Kegiatan tersebut dilaksanakan melalui media zoom meeting di ruang serbaguna lantai 6 gedung baru Pengadilan Negeri Surabaya. Adapun peserta yang hadir dalam kegiatan ini adalah Bapak Ketua Pengadilan, Bapak Wakil Ketua Pengadilan, Bapak Panitera, Bapak Panitera Muda Pidana dan beberapa staf petugas tilang. Kegiatan ini diawali oleh pemaparan narasumber dari Kepala Biro Keuangan Kejaksaan Agung, Ibu Sri Suhartini, SH,MM. Beliau mengatakan bahwa kegiatan ini sebagai tindak lanjut dari MoU yang di tanda tangani oleh Jaksa Agung dan Mahkamah Agung, pada tanggal 23 Maret 2021 mengenai penegakan hukum di bidang lalu lintas dan angkutan jalan. Pada pasal 3 PKS yang ditandatangani pada 17 Desember 21, disebutkan bahwa perjanjian kerja sama mengikuti ruang lingkup penegak hukum. Maksud dan tujuan nota kesepahaman yang di tanda tangani pada 23 Maret 2021 yaitu sebagai pedoman dalam melaksanakan penegakan hukum di bidang lalu lintas dan angkutan jalan, yang kedua mewujudkan penegakan hukum yang efektif, efisien dan transparan serta berkeadilan bagi masyarakat. Teknologi tidak akan berhenti di satu masa, jadi selalu disempurnakan dan dikembangkan. Untuk saat ini di kejaksaan telah dikembangkan sistem pengembalian secara otomatis kepada pelanggar yang memilih untuk menitipkan uang tilang.
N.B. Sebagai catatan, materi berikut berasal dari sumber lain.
PR #74, opened 2020-07-28
Download data from the UMD API to Datastore

### LINKED ISSUE #75: Store Course data in datastore

savsa:
Create `DatastoreServlet.java` and add tests. The datastore servlet downloads course data from the UMD API and stores it in datastore.

I removed the `gradingSystem` variable from `Course.java` because I don't think it's that important to store anymore, on top of the fact that it adds a little bit of complexity storing it because it's an array.

Note: this datastore feature isn't fully finished yet. I will have at least one more upcoming PR to finish up the rest.

Closes #75.


ramyabuva (approved):

src/main/java/com/google/collegeplanner/data/Course.java
```diff
@@ -101,14 +96,33 @@ public Course(String courseId, String name, String semester, int credits, String
...
-        (int) json.get("credits"), (String) json.get("dept_id"), (String) json.get("description"),
-        (String[]) ((JSONArray) json.get("grading_method")).toArray(),
-        (String) ((JSONObject) json.get("relationships")).get("coreqs"),
-        (String) ((JSONObject) json.get("relationships")).get("prereqs"),
-        (String) ((JSONObject) json.get("relationships")).get("restrictions"),
-        (String) ((JSONObject) json.get("relationships")).get("additional_info"),
-        (String) ((JSONObject) json.get("relationships")).get("credit_granted_for"));
+    try {
+      this.credits = Integer.parseInt((String) json.get("credits"));
+    } catch (Exception e) {
```
wli: catch specific exceptions here - probably `NumberFormatException`

src/main/java/com/google/collegeplanner/data/Course.java
```diff
@@ -101,14 +96,33 @@ public Course(String courseId, String name, String semester, int credits, String
...
+      this.credits = 0;
+    }
+
+    this.courseId = (String) json.get("course_id");
```
wli, line 107: do any of these fields need to be validated? are empty fields values for any of these fields ok? or should you throw your own error if you encounter an incomplete object?

src/main/java/com/google/collegeplanner/servlets/DatastoreServlet.java
```diff
@@ -0,0 +1,145 @@
...
+      JSONArray coursesArray = apiUtil.getJsonArray(uri);
+      if (coursesArray == null) {
+        respondWithError(HttpServletResponse.SC_INTERNAL_SERVER_ERROR, response);
+        return;
+      } else if (coursesArray.size() == 0) {
+        respondWithError(HttpServletResponse.SC_OK, response);
+        return;
+      }
+      addCourses(coursesArray, response);
+    } while (true);
```
wli: instead of an actual infinite loop, I think you should set an upper limit (100 pages? 1000?) just in case. This should be declared as a constant.

This also helps protect against a case where the API returns the same thing no matter what page number you pass it.

src/main/java/com/google/collegeplanner/servlets/DatastoreServlet.java
```diff
@@ -0,0 +1,145 @@
...
+      } catch (URISyntaxException e) {
+        respondWithError(HttpServletResponse.SC_INTERNAL_SERVER_ERROR, response);
+        return;
+      }
+      JSONArray coursesArray = apiUtil.getJsonArray(uri);
+      if (coursesArray == null) {
+        respondWithError(HttpServletResponse.SC_INTERNAL_SERVER_ERROR, response);
+        return;
+      } else if (coursesArray.size() == 0) {
+        respondWithError(HttpServletResponse.SC_OK, response);
```
wli: why is this `respondWithError`, but it's actually an `SC_OK`?

src/main/java/com/google/collegeplanner/servlets/DatastoreServlet.java
```diff
@@ -0,0 +1,145 @@
...
+    // Loop through each page's courses.
+    for (Object jsonObject : coursesArray) {
+      JSONObject courseJson = (JSONObject) jsonObject;
+
+      // Create a Course object from the JSONObject for parsing.
+      Course course = new Course(courseJson);
+
+      URI uri;
+      try {
+        uri = new URI("https://api.umd.io/v1/courses/" + course.getCourseId() + "/sections");
```
wli: I think you'll want to escape the courseId here for safety too.

src/main/java/com/google/collegeplanner/servlets/DatastoreServlet.java
```diff
@@ -0,0 +1,145 @@
...
+      // TODO(savsa): create Section class to handle JSON object parsing.
+      // For now, just store the section id.
+      JSONObject sectionJson = (JSONObject) jsonObject;
+      EmbeddedEntity sectionEntity = new EmbeddedEntity();
+      sectionEntity.setProperty("section_id", (String) sectionJson.get("section_id"));
+      sectionEntities.add(sectionEntity);
+    }
+
+    Entity entity = new Entity("Course");
+    entity.setProperty("course_id", course.getCourseId());
```
wli: what happens if you run this function twice? It seems like you'll get duplicated entities.

src/test/java/com/google/collegeplanner/DatastoreTest.java
```diff
@@ -0,0 +1,180 @@
...
+  }
+
+  @After
+  public void after() {
+    helper.tearDown();
+  }
+
+  /* Run this test twice to prove we're not leaking any state across tests. */
+  @Test
+  public void testDatastoreInsertion1() {
```
wli: curious - was this approach recommended somewhere? i'm not sure this is necessary.

src/test/java/com/google/collegeplanner/DatastoreTest.java
```diff
@@ -0,0 +1,180 @@
...
+import org.junit.Before;
+import org.junit.Test;
+import org.junit.runner.RunWith;
+import org.junit.runners.JUnit4;
+import org.skyscreamer.jsonassert.JSONAssert;
+import org.skyscreamer.jsonassert.JSONCompareMode;
+
+/** Tests DatastoreServlet */
+@RunWith(JUnit4.class)
+public final class DatastoreTest {
```
wli: DatastoreServletTest

src/test/java/com/google/collegeplanner/DatastoreTest.java
```diff
@@ -0,0 +1,180 @@
...
+    Assert.assertEquals(1, datastore.prepare(new Query("Course")).countEntities());
+  }
+
+  private void insertionTest() {
+    Assert.assertEquals(0, datastore.prepare(new Query("Course")).countEntities());
+    datastore.put(new Entity("Course"));
+    datastore.put(new Entity("Course"));
+    Assert.assertEquals(2, datastore.prepare(new Query("Course")).countEntities());
+  }
+}
```
wli: missing a test that would do multiple pages of fetches

wli (changes requested):

src/test/java/com/google/collegeplanner/DatastoreTest.java
savsa: None of the other tests have the word 'servlet' in them

src/test/java/com/google/collegeplanner/DatastoreTest.java
savsa: It was an example they gave in the docs but I guess it's not necessary

src/main/java/com/google/collegeplanner/servlets/DatastoreServlet.java
savsa: Oh oops. Should I have it return any error code at all or have it return 200?

src/test/java/com/google/collegeplanner/DatastoreTest.java
wli: I commented on it in one of the other PRs, but it's an oversight in general. This is something we should fix. Test files for `Filename.java` should be `FilenameTest.java`. Otherwise, if you create a Datastore.java later, you're going to have a conflict here.

src/test/java/com/google/collegeplanner/DatastoreTest.java
wli: I think just having any two tests below should provide the same functional coverage of this case.

src/main/java/com/google/collegeplanner/servlets/DatastoreServlet.java
wli: This isn't an error unless the `page == 0` right? It should the main path to a 200 in most cases.

src/main/java/com/google/collegeplanner/servlets/DatastoreServlet.java
savsa: how would you prevent that? by using keys?

wli: Keys is one way. But more likely, you'd want to look up any existing records and update it with your newly pulled data.

src/main/java/com/google/collegeplanner/data/Course.java
savsa: description, prereqs, coreqs, etc are oftentimes null. I don't think those matter that much, but a null course_id for example would be bad. So we'd maybe want to skip it? Not sure

src/main/java/com/google/collegeplanner/servlets/DatastoreServlet.java
savsa: Actually I think because I'm using `datastore.put()` instead of `datastore.add()`, it overwrites the previous entry if it already existed.

wli: Which fields are you using to determine whether it "already existed"?

savsa: course_id?

src/main/java/com/google/collegeplanner/servlets/DatastoreServlet.java
```diff
@@ -0,0 +1,179 @@
...
+  public void doPost(HttpServletRequest request, HttpServletResponse response) throws IOException {
+    // Loop through the pages.
+    // We don't know how many pages there are beforehand. We stop looping when the new page
+    // doesn't have any results.
+    int page = 1;
+    do {
+      URI uri;
+      try {
+        URIBuilder builder = new URIBuilder("https://api.umd.io/v1/courses");
+        builder.setParameter("page", Integer.toString(page));
```
triplehair, line 76: Can we say we want to fetch courses in a batch before page 200? I am thinking if we can do that we don't need the loop to call api multiple times.

src/main/java/com/google/collegeplanner/servlets/DatastoreServlet.java
```diff
@@ -0,0 +1,179 @@
...
+      } else {
+        // The entity already exists - modify it instead.
+        courseEntity = limitedResults.get(0);
+      }
+
+      URI uri;
+      try {
+        uri = new URI("https://api.umd.io/v1/courses/"
+            + URLEncoder.encode(course.getCourseId(), StandardCharsets.UTF_8.toString())
+            + "/sections");
```
triplehair, line 135: Do we have to call .../sections specifically in order to get the sections information? I am wondering if we can get that from the first api call and store it in Course?

src/main/java/com/google/collegeplanner/servlets/DatastoreServlet.java
savsa: the api only returns 30 courses max at a time so we have to cycle through the "pages" to get all of them

src/main/java/com/google/collegeplanner/servlets/DatastoreServlet.java
savsa: yes we have to call /sections. calling /course only gives us the section_ids basically, but we have to call /sections to get the full detailed info about each section

src/main/java/com/google/collegeplanner/data/Course.java
```diff
@@ -84,31 +80,52 @@
...
+  public Course(JSONObject json) throws Exception {
+    try {
+      this.credits = Integer.parseInt((String) json.get("credits"));
+    } catch (NumberFormatException e) {
+      this.credits = 0;
+    }
+
+    this.courseId = (String) json.get("course_id");
+    if (this.courseId == null) {
+      throw new Exception("Null course_id.");
```
wli: this should likely be ParseError instead of a generic Exception

src/main/java/com/google/collegeplanner/servlets/DatastoreServlet.java
```diff
@@ -0,0 +1,179 @@
...
+import javax.servlet.http.HttpServletRequest;
+import javax.servlet.http.HttpServletResponse;
+import org.apache.http.client.utils.URIBuilder;
+import org.json.simple.JSONArray;
+import org.json.simple.JSONObject;
+
+/** Queries the UMD API and downloads the data to datastore. */
+@WebServlet("/api/download")
+public class DatastoreServlet extends BaseServlet {
+  final int PAGE_LIMIT = 200;
```
wli, line 50: add documentation for what this applies to.

src/main/java/com/google/collegeplanner/servlets/DatastoreServlet.java
```diff
@@ -0,0 +1,179 @@
...
+   * @param coursesArray The course json from the UMD API.
+   * @param response The HttpServletResponse object.
+   */
+  private void addCourses(JSONArray coursesArray, HttpServletResponse response) throws IOException {
+    if (coursesArray == null) {
+      return;
+    }
+
+    // Loop through each page's courses.
+    for (Object jsonObject : coursesArray) {
```
wli, line 105: I'm curious - can you just do `JSONObject jsonObject : coursesArray`? Or will that cause a compile error?

src/main/java/com/google/collegeplanner/servlets/DatastoreServlet.java
```diff
@@ -0,0 +1,179 @@
...
+      Course course;
+      try {
+        course = new Course(courseJson);
+      } catch (Exception e) {
+        respondWithError(HttpServletResponse.SC_INTERNAL_SERVER_ERROR, response);
+        return;
+      }
+
+      // Check if the entity already exists in datastore, and modify it if it does.
+      Query query = new Query("Course").setFilter(
```
wli, line 118: just double checking - did you create an index on course_id (and/or is it a primary/secondary key)? otherwise, this could be a linear search over all your courses.

wli, line 118: side question - is there a way in datastore to enforce uniqueness on an attribute like `course_id`, so we'll never accidentally commit two at the same time (if there are two scripts running simultaneously for example).

wli (changes requested):

src/main/java/com/google/collegeplanner/servlets/DatastoreServlet.java
savsa: no I don't have an index yet. i'll need to look into how to make one

savsa: Enforce it with a datastore setting? I don't believe so. The way I did it queries the actual database anyways, so if one script is running and it adds the entity slightly before the other script does, then this query should pick up that the entity is already in the database, right?

savsa: https://cloud.google.com/datastore/docs/concepts/indexes

"By default, a Datastore mode database automatically predefines an index for each property of each entity kind. These single property indexes are suitable for simple types of queries."

Aren't all entity properties indexed by default though?

src/main/java/com/google/collegeplanner/servlets/DatastoreServlet.java
savsa: Yeah, it's an incompatible types error

wli: Sounds good, thanks for checking.

src/main/java/com/google/collegeplanner/servlets/DatastoreServlet.java
wli: Ah ok, good to know. Should be good then.

triplehair (approved):

src/main/java/com/google/collegeplanner/servlets/DatastoreServlet.java
wli: Concurrent writes are difficult to get right, especially in distributed systems. There's always a chance that both writes will try to happen simultaneously.

Also, the concurrent scripts likely won't hit the same server, so it's not always possible to pick up an "already-written" entity in the database due to small sync/propagation delays.

src/main/java/com/google/collegeplanner/servlets/DatastoreServlet.java
wli: It looks like datastore does "overwrite" based on the key of each object. Is `course_id` defined as the key? It doesn't look like it.

https://cloud.google.com/appengine/docs/standard/java/datastore/creating-entities#Updating_entities

src/main/java/com/google/collegeplanner/servlets/DatastoreServlet.java
savsa: Through my research online I haven't been able to find a better solution. If we needed to seriously handle lots of concurrent writes then we would've had to use Firestore or something similar.

src/main/java/com/google/collegeplanner/servlets/DatastoreServlet.java
savsa: I was slightly off about put vs add. But I changed my approach anyways. if it finds that the entity already exists, then that entity gets edited with the new properties (the key stays the same), and then it gets re `put` into the database. And since I edited the entity that was already in the database and the key is the same, then it overwrites that entity with the new modified one. If the entity doesn't already exists, it creates a new one and then `put`s it into the database.

I added an extra test that tests this and the code passes.

src/main/java/com/google/collegeplanner/servlets/DatastoreServlet.java
wli: It looks like we can solve this by just using the course_id as the key. You would trade off correctness with any potential key distribution problems - seems like a worthwhile tradeoff for our use case here to me.

naaoli (approved):

src/main/java/com/google/collegeplanner/data/Course.java
```diff
@@ -84,31 +80,52 @@
   private String creditGrantedFor;
 
   public Course(String courseId, String name, String semester, int credits, String departmentId,
-      String description, String[] gradingMethod, String corequisites, String prerequisites,
-      String restrictions, String additionalInfo, String creditGrantedFor) {
+      String description, String corequisites, String prerequisites, String restrictions,
+      String additionalInfo, String creditGrantedFor) {
     this.courseId = courseId;
```
wli, line 85: since courseId is being used as a key now, do we need to normalize it (uppercase, lowercase, etc) before putting it in? Otherwise MATH101 and Math101 will be two separate objects.

wli (changes requested):
Just one last small thing to double check.

src/main/java/com/google/collegeplanner/data/Course.java
```diff
@@ -84,31 +80,54 @@
...
```
wli, line 85: you would want to do it here too

wli (approved):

Selanjutnya narasumber dari perwakilan dari Kapolri yaitu Bapak Davis. Beliau memaparkan bahwa E-tilang merupakan tata cara penindakan pelanggaran lalu lintas dengan menggunakan aplikasi android berbasis IT yang terintegrasi dengan kepolisian, pengadilan, kejaksaan dan bank. Keunggulan dari E-tilang adalah memberikan kemudahan kepada pelanggar, bebas pugli/menghindari transaksi pembayaran antara petugas dan pelanggar, cepat pembayaran nitip denda tilang di bank tanpa hadir di sidang PN, perilaku pengendara tercatat dalam base, terintegrasi dengan CIS, dan memangkas birokrasi dan tidak berbelit-belit. Manfaat etilang untuk masyarakat yaitu ada kepastian hukum, mewujudkan kamseltibcar lantas mengurangi macet dan menurunkan tingkat fatalitas korban, Pendidikan masyarakat agar patuh dan paham tentang hukum, dan menyelesaikan hukum secara beradab. Dengan adanya e-tilang maka kedepannya tilang konvensional akan dihilangkan. Pada tahun 2022 ETLE (Electronic Traffic Law Enforcement) mobile menjadi yang paling atas/banyak pelanggarannya. Dalam 1 hari bisa sampai 9000 penindakan. Pada tahun 2021 paling banyak terjadi mengenai pelanggaran sabuk pengaman, khususnya pada hari senin dan jumat pada pukul 7 sampai 11 siang. Dasar hukum mengenai lalu lintas yang pertama adalah Undang-undang nomor 8 tahun 1981 tentang Hukum Acara Pidana, Undang-undang nomor 22 tahun 2009 tentang lalu lintas dan Angkatan Jalan, PERMA no. 12 tahun 2016 tentang tata cara penyelesaian perkara pelanggaran lalu lintas, nota kesepahaman antara Mahkamah Agung RI, Kepolisian Negara RI dan Kejaksaan Agung RI Nomor 2/NK/KMA/3/2021 tanggal 23 Maret 2021, Perjanjian Kerjasama antara Mahkamah Agung RI, kepolisian Negara RI dan Kejaksaan Agung RI Nomor 03/KMA/IX/2021 tanggal 17 September 2021, Surat Direktur Jenderal Badan Peradilan Umum Nomor 173/DJU/HK.00.1/2/2022 tanggal 2 Februari 2022 tentang Pelaksanaan Nota Kesepahaman dan Perjanjian Kerjasama Penyelesaian Perkara Pelanggaran lalu lintas.